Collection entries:
PR #163, opened 2019-04-02
fix for missing last year in output files

jhamman:
- [ ] closes #xxxx
 - [ ] tests added / passed
 - [ ] whatsnew entry

### DIFF
--- a/environment.yml
+++ b/environment.yml
@@ -3,7 +3,7 @@ channels:
   - conda-forge
 dependencies:
   - python>=3.5
-  - xarray=0.10.9
+  - xarray>=0.11.0
   - pandas
   - netcdf4>=1.2.5
   - numba
@@ -12,3 +12,4 @@ dependencies:
   - dask
   - distributed
   - toolz
+  - pytest
--- a/metsim/io.py
+++ b/metsim/io.py
@@ -120,7 +120,7 @@ def read_ascii(data_handle, domain=None,
     dates = date_range(start, stop, calendar=calendar)
     names = var_dict.keys()
     ds = pd.read_csv(data_handle, header=None, delim_whitespace=True,
-                     sep='\t', names=names).head(len(dates))
+                     names=names).head(len(dates))
     ds.index = dates
     return ds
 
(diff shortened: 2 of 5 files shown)


jhamman:
@arbennett - 

I was having a problem where the last output file of my metsim runs was not written (config below). This seems to have fixed things but we should think about what we were trying to do before:


```
# This is an example of an input file for MetSim
[MetSim]
out_vars = ['temp', 'prec', 'shortwave', 'longwave', 'vapor_pressure', 'wind', 'air_pressure']

# Time step in minutes
time_step = 60
utc_offset = False  # Will need to change for SUMMA

# Forcings begin here (year/month/day:hour) (hour optional)
start = 1955/1/1

# Forcings end at this date (year/month/day)
stop = 2005/12/31

# Input and output directories
forcing = /gpfs/flash/jhamman/storylines_test/GFDL-CM3/hist/loca/downscaling_data/downscale.GFDL-CM3.hist.loca.nc
domain  = /gpfs/fs1/work/jhamman/storylines/storylines_test_data/model_inputs/domain.vic.conus0.0125deg_newman.20180326.nc
state =   /gpfs/flash/jhamman/storylines_test/GFDL-CM3/hist/loca/downscaling_data/downscale.GFDL-CM3.hist.loca.nc
forcing_fmt = netcdf
domain_fmt = netcdf
state_fmt = netcdf
out_dir = /gpfs/flash/jhamman/storylines_test/GFDL-CM3/hist/loca/disagg_data
output_prefix = forcing.GFDL-CM3.hist.loca.metsim.60
out_precision = f4
out_freq = AS
in_format = netcdf
out_fmt = netcdf
out_state = /gpfs/flash/jhamman/storylines_test/GFDL-CM3/hist/loca/disagg_data/state.GFDL-CM3.hist.loca.metsim.nc
```

arbennett:
@jhamman - I vaguely remember adding the `[:-1]` part here because I think we were choosing the date grouping in a different fashion. This was before a lot of cleanup, so I think it was probably from a logic error in something like a pandas timedelta. Since this passes tests and seems to produce what you think is correct I am happy to include it.

arbennett:
This was implemented at some point in develop, and is no longer necessary

Issue #169, opened 2019-08-29
Fail early and cleanly if IO paths do not exist


bartnijssen:
don't launch into the computations if IO paths do not exist or are not accessible. Provide a meaningful error rather than a full back trace and lots of broken pipes

PR #170, opened 2019-08-30
Allow for constant fields in MetSim input

### LINKED ISSUE #160: add option to add a constant wind field to output when not in input
For some applications wind is a secondary met input, and is required but can be specified as a constant, e.g., 1.5 m/s.   At present this must be tacked onto output after the fact, but can easily be generated internally and added to the output variables while MetSim is being run.  Suggest adding a constant wind option that allows user to specify a wind speed to be added to all files for all timesteps.  Alternatively the wind speed could be supplied as a domain variable, allowing for different wind speeds in different locations.

bartnijssen:
- [x] closes #160
 - [x] tests added / passed
 - [x] whatsnew entry

#
Merge PR #172 first

### DIFF
--- a/metsim/cli/ms.py
+++ b/metsim/cli/ms.py
@@ -63,13 +63,13 @@ def init(opts):
     def to_list(s):
         return json.loads(s.replace("'", '"').split('#')[0])
 
-
-    conf['constant_vars'] = OrderedDict(config['constant_vars'])
     conf['forcing_vars'] = OrderedDict(config['forcing_vars'])
-    # remove constant_vars from forcings_vars
-    del_keys = list(set(conf['forcing_vars'].keys()).
-                    intersection(conf['constant_vars'].keys()))
-    [conf['forcing_vars'].pop(x) for x in del_keys]
+    if 'constant_vars' in config:
+        conf['constant_vars'] = OrderedDict(config['constant_vars'])
+        # remove constant_vars from forcings_vars
+        del_keys = list(set(conf['forcing_vars'].keys()).
+                        intersection(conf['constant_vars'].keys()))
+        [conf['forcing_vars'].pop(x) for x in del_keys]
 
     if conf['forcing_fmt'] != 'binary':
         conf['forcing_vars'] = invert_dict(conf['forcing_vars'])
--- a/metsim/cli/ms.py
+++ b/metsim/cli/ms.py
@@ -63,7 +63,14 @@ def init(opts):
     def to_list(s):
         return json.loads(s.replace("'", '"').split('#')[0])
 
+
+    conf['constant_vars'] = OrderedDict(config['constant_vars'])
     conf['forcing_vars'] = OrderedDict(config['forcing_vars'])
+    # remove constant_vars from forcings_vars
+    del_keys = list(set(conf['forcing_vars'].keys()).
+                    intersection(conf['constant_vars'].keys()))
+    [conf['forcing_vars'].pop(x) for x in del_keys]
+
     if conf['forcing_fmt'] != 'binary':
         conf['forcing_vars'] = invert_dict(conf['forcing_vars'])
     conf['domain_vars'] = invert_dict(OrderedDict(config['domain_vars']))
--- a/metsim/cli/ms.py
+++ b/metsim/cli/ms.py
@@ -64,18 +64,13 @@ def init(opts):
         return json.loads(s.replace("'", '"').split('#')[0])
 
     conf['forcing_vars'] = OrderedDict(config['forcing_vars'])
-    if 'constant_vars' in config:
-        conf['constant_vars'] = OrderedDict(config['constant_vars'])
-        # remove constant_vars from forcings_vars
-        del_keys = list(set(conf['forcing_vars'].keys()).
-                        intersection(conf['constant_vars'].keys()))
-        [conf['forcing_vars'].pop(x) for x in del_keys]
-
     if conf['forcing_fmt'] != 'binary':
         conf['forcing_vars'] = invert_dict(conf['forcing_vars'])
     conf['domain_vars'] = invert_dict(OrderedDict(config['domain_vars']))
     conf['state_vars'] = invert_dict(OrderedDict(config['state_vars']))
     conf['chunks'] = OrderedDict(config['chunks'])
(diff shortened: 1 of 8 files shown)


metsim/metsim.py
```diff
@@ -247,6 +249,15 @@ def met_data(self):
...
             self._met_data['lat'] = self.domain['lat']
             self._met_data['lon'] = self.domain['lon']
+
+            # process constant_vars
+            template_var = list(self.params.get('forcing_vars', None).values())[0]
+            constant_vars = self.params.get('constant_vars', None)
+            for var in constant_vars.keys():
+                constant_value = float(constant_vars[var])
+                self._met_data[var] = self._met_data[template_var].copy()
+                self._met_data[var] += -self._met_data[var] + constant_value
```
bartnijssen: Clunky - there must be a better way to set a `DataArray` to a constant value.

metsim/cli/ms.py
```diff
@@ -63,7 +63,14 @@ def invert_dict(d):
     def to_list(s):
         return json.loads(s.replace("'", '"').split('#')[0])
 
+
+    conf['constant_vars'] = OrderedDict(config['constant_vars'])
     conf['forcing_vars'] = OrderedDict(config['forcing_vars'])
+    # remove constant_vars from forcings_vars
+    del_keys = list(set(conf['forcing_vars'].keys()).
+                    intersection(conf['constant_vars'].keys()))
+    [conf['forcing_vars'].pop(x) for x in del_keys]
```
bartnijssen: This way the `constant_vars` are never even read even if they are also mentioned in `forcing_vars`

metsim/metsim.py
```diff
@@ -539,6 +550,12 @@ def _validate_setup(self):
         if not len(self.params.get('forcing', [])):
             errs.append("Requires input forcings to be specified")
 
+        # Make sure there is at least one forcing_var
+        # They cannot all be constant since we use one as a template
+        # for the others
+        if not len(self.params.get('forcing_vars', [])):
+            errs.append("Requires at least one non-constant forcing")
```
bartnijssen: This error never gets "exercised", because `_self_validate()` is executed *AFTER* the met data are read in. We should probably change that a little so we can check the setup *BEFORE* reading the met data (see also issue #169)

metsim/metsim.py
```diff
@@ -247,6 +249,15 @@ def met_data(self):
             self._met_data['elev'] = self.domain['elev']
             self._met_data['lat'] = self.domain['lat']
             self._met_data['lon'] = self.domain['lon']
+
+            # process constant_vars
+            template_var = list(self.params.get('forcing_vars', None).values())[0]
+            constant_vars = self.params.get('constant_vars', None)
+            for var in constant_vars.keys():
+                constant_value = float(constant_vars[var])
+                self._met_data[var] = self._met_data[template_var].copy()
```
bartnijssen: copying the `template_var` ensures that the constant field is of the right dimensions. The correct attributes get set when the variable is written to file

bartnijssen:
I'll make some more edits to make sure it passes the tests in case `constant_vars` is not defined.

metsim/metsim.py
jhamman: I think you want `xarray.full_like`: http://xarray.pydata.org/en/stable/generated/xarray.full_like.html#xarray.full_like

metsim/cli/ms.py
bartnijssen: Actually that does not work with the binary and ascii reads in which case you *must* read all the met variables. So nice but deleted in later update

bartnijssen:
@arbennett - the test for python3.5 fails (3.6 passes), which has nothing to do with this PR. Same for PR #172 .

metsim/metsim.py
bartnijssen: No longer used - now using `xr.full_like()`

bartnijssen:
Added tests - passes all tests on local machine (py 3.7 ) and CI py 3.6 test. Fails on CI py 3.5 test, which I think is unrelated to this PR (but maybe not).

metsim/metsim.py
```diff
@@ -247,6 +249,18 @@ def met_data(self):
             self._met_data['elev'] = self.domain['elev']
             self._met_data['lat'] = self.domain['lat']
             self._met_data['lon'] = self.domain['lon']
+
+            # process constant_vars
+            constant_vars = self.params.get('constant_vars', None)
+            if constant_vars:
+                if self.params['forcing_fmt'] != 'binary':
+                    template_var = list(self.params.get('forcing_vars', None).values())[0]
```
arbennett: I think it would be clearer, and eliminate the `if` statement to get the template variable by doing something like `template_var = self._met_data[list(self._met_data)[0]]`

metsim/metsim.py
```diff
@@ -247,6 +249,18 @@ def met_data(self):
...
+                else:
+                    template_var = list(self.params.get('forcing_vars', None).keys())[0]
+                for var in constant_vars.keys():
+                    self._met_data[var] = xr.full_like(self._met_data[template_var], 
+                                                       float(constant_vars[var]))
```
arbennett: I would prefer if we did the type-casting in `cli.py` so that it's clear that what should be in `constant_vars[var]` is a float. This makes it stricter for scripting usage, so that users can't specify their constant variables as strings.

metsim/metsim.py
bartnijssen: Done

metsim/metsim.py
bartnijssen: I would tend to agree, except that is not what is done in the rest of the code either. There are no typecasts in `cli.py` and no meaningful validation of paths and arguments is done before an attempt is made to read the data (resulting in uninformative error messages). 

Currently values are typecast at the time of use (`params['time_step']`) is cast to int repeatedly. So I would like to separate that, i.e. move the `validate` function up (see issue #169 for example) and fail early. 


``` python
 c = int(self.params['chunks'].get(d, s))
 self.disagg = int(self.params['time_step'])
```

bartnijssen: So I suggest not fixing this now

bartnijssen:
Still tracking down the failure of the test in 3.5

PR #186, opened 2019-10-15
Fix/dimension coordinate

### LINKED ISSUE #184: Add sequential coordinate variables for dimensions without coordinates
From @jhamman a description of an issue which can occur if there are dimensions that have no coordinate variables associated:

> Just to quickly share a bit of detail on what was going wrong under the hood. Xarray uses the notion of `Coordinates`, derived from the CF conventions, to describe the labels along axis (dimensions). It also support non-dimension coordinates to a limited extent (not all operations are possible when using multi-dimensional coordinates). A good description of these distinctions is here: http://xarray.pydata.org/en/stable/data-structures.html#coordinates

> There was an implicit assumption, pretty deep in Metsim, that these chunk dimension had a dimension-coordinate associated with the domain/forcing file. Because this was not true in @andywood’s setup, things got a little wacky when xarray assigned a (required) coordinate for the hru dimension.

> The fix in MetSim will require adding a default dimension coordinate for datasets that do not provide one. This fix is going to be particularly important for the case where the coordinates (lat/lon) are multidimensional 

And from myself:

> The input we've been giving MetSim has no coordinate variable for `hru` (Though we do have `hruId`, but MetSim does not know to use it) which causes MetSim to just keep selecting the same first CHUNKSIZE of the input forcings. Without getting too much in the details of how MetSim works, we can provide a temporary fix for your datasets and alongside this I'll work on a general solution.

arbennett:
- [x] closes #184 
 - [x] tests added / passed
 - [x] whatsnew entry


jhamman:
we need some sort of test here. Especially because some of the logic in this PR will be replaced when we move to the map_blocks solution for chunked execution.

PR #192, opened 2019-10-17
Add ability to shift output by one timestep

arbennett:
Re-reverting this because I got hasty on a previous pull request.

 - [ ] closes #xxxx
 - [ ] tests added / passed
 - [ ] whatsnew entry


jhamman:
LGTM, can we add a test that runs with this setting?

PR #201, opened 2020-02-07
Use args argument for parse_args

Chilipp:
This small fix makes sure that the `parse(args)` function uses the given `args`

 - [ ] tests added / passed
 - [ ] whatsnew entry


arbennett:
Looks good to me - thanks for the addition!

> Exercise description:
When a line in the data contains "Requires", return it as written.

> Answer section:
             errs.append("Requires input forcings to be specified")
+            errs.append("Requires at least one non-constant forcing")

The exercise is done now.